Verbeek H, Nilsson L, Bosch L
Department of Biochemistry, Leiden University, Gorlaeus Laboratories, The Netherlands.
Biochimie. 1991 Jun;73(6):713-8. doi: 10.1016/0300-9084(91)90051-2.
The upstream activator sequence (UAS) of the thrU(tufB) operon, which is the target of the trans-activating protein FIS, has a bent structure. Here we show that the center of bending lies around position -95, between the two FIS-binding regions. Studies with fis+ and fis- cells show that FIS-induced bending of the UAS plays a major role in the trans-activation of the thrU(tufB) operon. This has been concluded from the finding that insertions of small DNA segments, comprising less than one or two complete helix turns, in the junction of the UAS and the RNA polymerase-binding site reduce transcription significantly. Partial restoration of transcriptional activity occurs when one or more full helix turns are inserted. These data are in line with but do not prove that a direct interaction between FIS and RNA polymerase is involved in trans-activation. A role of bending per se resulting from FIS/DNA interaction cannot be excluded.

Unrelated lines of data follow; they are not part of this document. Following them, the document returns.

PR #662, opened 2015-10-28
Keep original stack trace in Liquid::ArgumentError

nickpearson:
By only reporting the original `ArgumentError`'s `message`, the original backtrace is lost, making it difficult to track down some application errors that sprout up in Liquid. (This happend to me with an error in a `to_liquid` method.)

Presently, the backtrace shows the call stack starting in `Liquid::Strainer#invoke` where `raise` is called inside the `rescue` rather than in the application code where the error actually occurs. This update passes the original backtrace along with the message so it's clear where an error is actually happening.

Ping @fw42 for review.

### DIFF
--- a/lib/liquid/strainer.rb
+++ b/lib/liquid/strainer.rb
@@ -52,7 +52,7 @@ module Liquid
         args.first
       end
     rescue ::ArgumentError => e
-      raise Liquid::ArgumentError.new(e.message)
+      raise Liquid::ArgumentError, e.message, e.backtrace
     end
   end
 end
--- a/test/unit/strainer_unit_test.rb
+++ b/test/unit/strainer_unit_test.rb
@@ -29,6 +29,18 @@ class StrainerUnitTest < Minitest::Test
     end
   end
 
+  def test_stainer_argument_error_contains_backtrace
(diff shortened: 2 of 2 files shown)


fw42:
Hm we don't really want backtraces to show up in the rendered output (they expose internal details to the user)... not 100% sure this would happen here, but I would be very careful.

dylanahsmith:
Liquid::ArgumentError already has a stack trace which has internal details (filenames and line numbers) this is just using the third argument to `raise` which can be used to set the backtrace, so `Liquid::ArgumentError` has the same backtrace as `::ArgumentError`

Seems reasonable to me.

fw42:
Good point... :+1:

fw42:
Will merge this if you make the tests pass

nickpearson:
Updated PR to handle JRuby-style error message.

I used `assert_match` to match both `(1 for 0)` and `(given 1, expected 0)`, but I can update the test to use `assert_includes` instead if that's your preference.

fw42:
Cool. Thanks Nick!

nickpearson:
Thanks!

Issue #664, opened 2015-11-06
Standard filter "escape" fails when input is nil


tanelj:
When input value passed to `escape` filter is `nil` then error has been raised.

Example:
```
Liquid::Template.parse("{{ somevar | escape }}").render
```

Error:
```
Error `ActionView::Template::Error: undefined method `gsub' for nil:NilClass`

...lib/ruby/2.1.0/cgi/util.rb:  37:in `escapeHTML'
...liquid-74cc41ce74ee/lib/liquid/standardfilters.rb:  36:in `escape'
...liquid-74cc41ce74ee/lib/liquid/strainer.rb:  50:in `invoke'
...liquid-74cc41ce74ee/lib/liquid/context.rb: 103:in `invoke'
...liquid-74cc41ce74ee/lib/liquid/variable.rb:  78:in `block in render'
```

It's introduced by issue #611.

Maybe it should use same patter as `url_encode` filter:

```
def escape(input)
  CGI.escapeHTML(input).untaint unless input.nil?
end
```

PR #665, opened 2015-11-06
Fixed issue where "nil" value for "escape" filter breaks rendering

tanelj:
Fix for issue #664.


fw42:
Look good to me! Thanks for the fix. @dylanahsmith :+1:?

dylanahsmith:
:+1: Thanks for the fix!

PR #667, opened 2015-11-09
Remove nil and empty string check in invoke_drop.

dylanahsmith:
@tjoyal & @fw42 for review

The `method_or_key && method_or_key != EMPTY_STRING` checks aren't necessary in invoke_drop, since we now use `Set#include?` instead of `Object#respond_to?` to see if the method is invokable, which doesn't have any problems with `nil` or `""`

### DIFF
--- a/lib/liquid/drop.rb
+++ b/lib/liquid/drop.rb
@@ -23,8 +23,6 @@ module Liquid
   class Drop
     attr_writer :context
 
-    EMPTY_STRING = ''.freeze
-
     # Catch all for the method
     def liquid_method_missing(_method)
       nil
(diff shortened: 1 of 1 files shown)


fw42:
Can you check if the shopify test suite passes with this? If so, then :ship:

tjoyal:
Make much sense. Just sad they is not any failing tests :smile_cat: 

:+1: :shipit:

fw42:
There is on failing tests because we don't run tests on Ruby 1.8 anymore

dylanahsmith:
> Can you check if the Shopify test suite passes with this?

checked and CI was :green_apple: when using this on a branch.

> Just sad they is not any failing tests :smile_cat:

If I add `raise if !method_or_key || method_or_key == ""` at the start of `invoke_drop`, then DropsTest#test_nil_value_access and DropsTest#test_empty_string_value_access tests fail.

PR #672, opened 2015-11-20
Test mapping over procs

gmalette:
Mapping over an array of drops that return procs will return an array of procs. Any other filter after that will operate on the proc. 

Without the patch, the template would render: 

```
"#<Proc:0xXXXXXX@/home/vagrant/src/liquid/test/integration/standard_filter_test.rb:255 (lambda)>#<Proc:0xXXXXXX@/home/vagrant/src/liquid/test/integration/standard_filter_test.rb:258 (lambda)>"
```

### DIFF
--- a/lib/liquid/standardfilters.rb
+++ b/lib/liquid/standardfilters.rb
@@ -173,7 +173,8 @@ module Liquid
         if property == "to_liquid".freeze
           e
         elsif e.respond_to?(:[])
-          e[property]
+          r = e[property]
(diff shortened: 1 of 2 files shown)


gmalette:
@dylanahsmith

fw42:
Ping?

fw42:
Looks reasonable to me :+1:

gmalette:
Lol I had forgotten all about this. I'll merge tomorrow

pushrax:
LGTM

PR #1143, opened 2019-08-31
Apply simple rubocop fixes

shopmike:
Removes simple ignores from rubocop TODO list. All fixes have been implemented with `rubocop --auto-correct`


test/integration/tags/for_tag_test.rb
```diff
@@ -23,16 +23,16 @@ def test_for
   yo
 
 HERE
```
fw42: should we fix the indentation here too (to use `<<~`)?

shopmike: Yeah however I might bring this in with the next round of changes. Hopefully there is a rubocop rule I can use to suggest using <<~ over <<

shopmike:
@pushrax @ashmaroli @samdoiron can someone else confirm this as I want to push through before next round to freeze all strings.

shopmike:
or @dylanahsmith

ashmaroli:
@shopmike Since I'm not a member of the Shopify org on GitHub and not that well-versed with Shopify's style-guide, I don't have much to say here.

The only thing I'm unsure of in the diff is regarding the replacement of `Interrupt` with `RuntimeError` and what it would mean for places that have `rescue Interrupt`..

shopmike:
Thanks, @ashmaroli that seems like a good pick up as it's changed the Class Inheritence, no idea how that hasn't broken any tests, I'll dive into it a bit more.

PR #1149, opened 2019-09-10
Add usage tracking

shopmike:
Add generic usage tracking to Liquid

@tobi @dylanahsmith - a highly simplified version

@pushrax @fw42

### DIFF
--- a/lib/liquid/standardfilters.rb
+++ b/lib/liquid/standardfilters.rb
@@ -421,6 +421,7 @@ module Liquid
 
     def default(input, default_value = ''.freeze)
       if !input || input.respond_to?(:empty?) && input.empty?
+        Usage.increment("liquid.default_filter_received_false_value") if input == false # See https://github.com/Shopify/liquid/issues/1127
         default_value
       else
         input
--- a/lib/liquid/standardfilters.rb
+++ b/lib/liquid/standardfilters.rb
@@ -421,7 +421,7 @@ module Liquid
 
     def default(input, default_value = ''.freeze)
       if !input || input.respond_to?(:empty?) && input.empty?
-        Usage.increment("liquid.default_filter_received_false_value") if input == false # See https://github.com/Shopify/liquid/issues/1127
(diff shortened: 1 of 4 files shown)


shopmike:
More discussion here - https://github.com/Shopify/liquid/pull/1142

lib/liquid/usage.rb
```diff
@@ -0,0 +1,6 @@
+module Liquid
+  module Usage
+    def self.increment(name, sample_rate: 0.1, tags: {})
```
dylanahsmith: `tags: {}` will allocate a new hash on each call, even though the argument isn't used in this stub implementation.  You could move that default value into a constant to avoid that problem:

```suggestion
    EMPTY_HASH = {}.freeze
    def self.increment(name, sample_rate: 0.1, tags: EMPTY_HASH)
```

Do we intend to use the tags in the future?  Note that tags are a datadog extension to the statsd protocol.

lib/liquid/standardfilters.rb
```diff
@@ -421,6 +421,7 @@ def at_most(input, n)
 
     def default(input, default_value = ''.freeze)
       if !input || input.respond_to?(:empty?) && input.empty?
+        Usage.increment("liquid.default_filter_received_false_value") if input == false # See https://github.com/Shopify/liquid/issues/1127
```
dylanahsmith: Wouldn't we end up with a different metric name for each type of usage?  That means that we would need to add each new metric to whatever dashboard graph that is tracking these.  Instead, why don't we pass `"default_filter_received_false_value"` as the name to `Usage.increment` then we can use this as a tag instead of as the metric name in our implementation of `Usage.increment`.  Having a static metric name (e.g. `liquid.usage`) with a tag for the usage type would avoid the need to update the dashboard to add a new type of usage.

dylanahsmith:
:heart: the simplification

lib/liquid/standardfilters.rb
shopmike: Yeah makes sense. I'll tweak this a little bit and may as well drop the tag support, if needed in the future It can be added then

PR #1151, opened 2019-09-12
Invokable methods for enumerable reject include?

tjoyal:
`include?` is a method with an arity of 1 and therefor it will never be possible to invoke it from liquid through `{{ ... }}` without generating an `ArgumentError`.

Originally added here: https://github.com/Shopify/liquid/commit/f98949117df9bea291a37794aabba20f23e22fa5

The test is still present, I presume other pieces of code changed over time to make this not an issue anymore.

`contains` is being used here:
https://github.com/Shopify/liquid/blob/806b2622da6acdfd236478a2e90bedf999868f8d/lib/liquid/condition.rb#L18-L24

While we are removing it from `invokable_methods`, the ruby object still answer to `respond_to?(:include?)`

### DIFF
--- a/lib/liquid/drop.rb
+++ b/lib/liquid/drop.rb
@@ -67,7 +67,7 @@ module Liquid
 
         if include?(Enumerable)
           blacklist += Enumerable.public_instance_methods
-          blacklist -= [:sort, :count, :first, :min, :max, :include?]
+          blacklist -= [:sort, :count, :first, :min, :max]
         end
 
         whitelist = [:to_liquid] + (public_instance_methods - blacklist)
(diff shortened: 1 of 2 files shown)


fw42:
Makes sense to me. I'm curious though, what problem does this solve for you? How did you run into this?

tjoyal:
Calling `{{ drop.include? }}` (or is it `{{ drop.include }}`) would result in an `ArgumentError` when it shouldn't raise.

But the reason I got there is that I'm experimenting how to better track the public API exposed though liquid so we can better observe (for now through tests) variation of said API over time in order to avoid unexpected and undesired side effect of code change.

In my current exploration, I'm focusing on methods added to the public scope of `Liquid::Drop` either through misunderstanding on how liquid exposes methods or through include modules that might append public method which would not always be visible when looking at code change.

PR #1154, opened 2019-09-16
Enabled frozen string literals

shopmike:
@dylanahsmith @pushrax @fw42 @ashmaroli

### DIFF
--- a/.rubocop_todo.yml
+++ b/.rubocop_todo.yml
@@ -83,14 +83,7 @@ Style/ClassVars:
 Style/DateTime:
   Exclude:
     - 'test/unit/context_unit_test.rb'
-
-# Offense count: 119
-# Cop supports --auto-correct.
-# Configuration parameters: EnforcedStyle.
-# SupportedStyles: always, never
-Style/FrozenStringLiteralComment:
-  Enabled: false
-
+    -
 # Offense count: 9
 # Cop supports --auto-correct.
 # Configuration parameters: AllowAsExpressionSeparator.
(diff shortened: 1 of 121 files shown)


lib/liquid/block_body.rb
```diff
@@ -113,7 +115,7 @@ def blank?
     end
 
     def render(context)
-      render_to_output_buffer(context, '')
+      render_to_output_buffer(context, +'')
```
shopmike: I'm not sure if this is the best approach. This means frozen strings will fail if passed in to `render_to_output_buffer`. The other option is to allow frozen strings to be passed in and `render_to_output_buffer` does the unfreezing

shopmike: I guess this is equivalent to what it is now.

.rubocop_todo.yml
```diff
@@ -83,14 +83,7 @@ Style/ClassVars:
...
     - 'test/unit/context_unit_test.rb'
-
-# Offense count: 119
-# Cop supports --auto-correct.
-# Configuration parameters: EnforcedStyle.
-# SupportedStyles: always, never
-Style/FrozenStringLiteralComment:
-  Enabled: false
-
+    -
```
ashmaroli: ??

lib/liquid/block_body.rb
ashmaroli: Yes. The API is clear. This expects an unfrozen string. If a frozen string is sent anyways, then a `FrozenError` exception will be called with the caller at fault.

test/integration/drop_test.rb
```diff
@@ -31,7 +33,7 @@ def text
 
   class CatchallDrop < Liquid::Drop
     def liquid_method_missing(method)
-      'catchall_method: ' << method.to_s
+      +'catchall_method: ' << method.to_s
```
dylanahsmith:
```suggestion
      "catchall_method: #{method}"
```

苏氨酸操纵子(thrU[tufB])的上游激活序列(UAS)是反式激活蛋白FIS的作用靶点,具有弯曲结构。我们在此表明,弯曲中心位于两个FIS结合区域之间的约-95位附近。对fis+和fis-细胞的研究表明,FIS诱导的UAS弯曲在thrU[tufB]操纵子的反式激活中起主要作用。这一结论是基于以下发现:在UAS与RNA聚合酶结合位点的连接处插入小于一或两个完整螺旋圈的小DNA片段会显著降低转录。当插入一个或多个完整螺旋圈时,转录活性会部分恢复。这些数据与FIS和RNA聚合酶之间的直接相互作用参与反式激活一致,但并未证明这一点。不能排除FIS/DNA相互作用导致的弯曲本身所起的作用。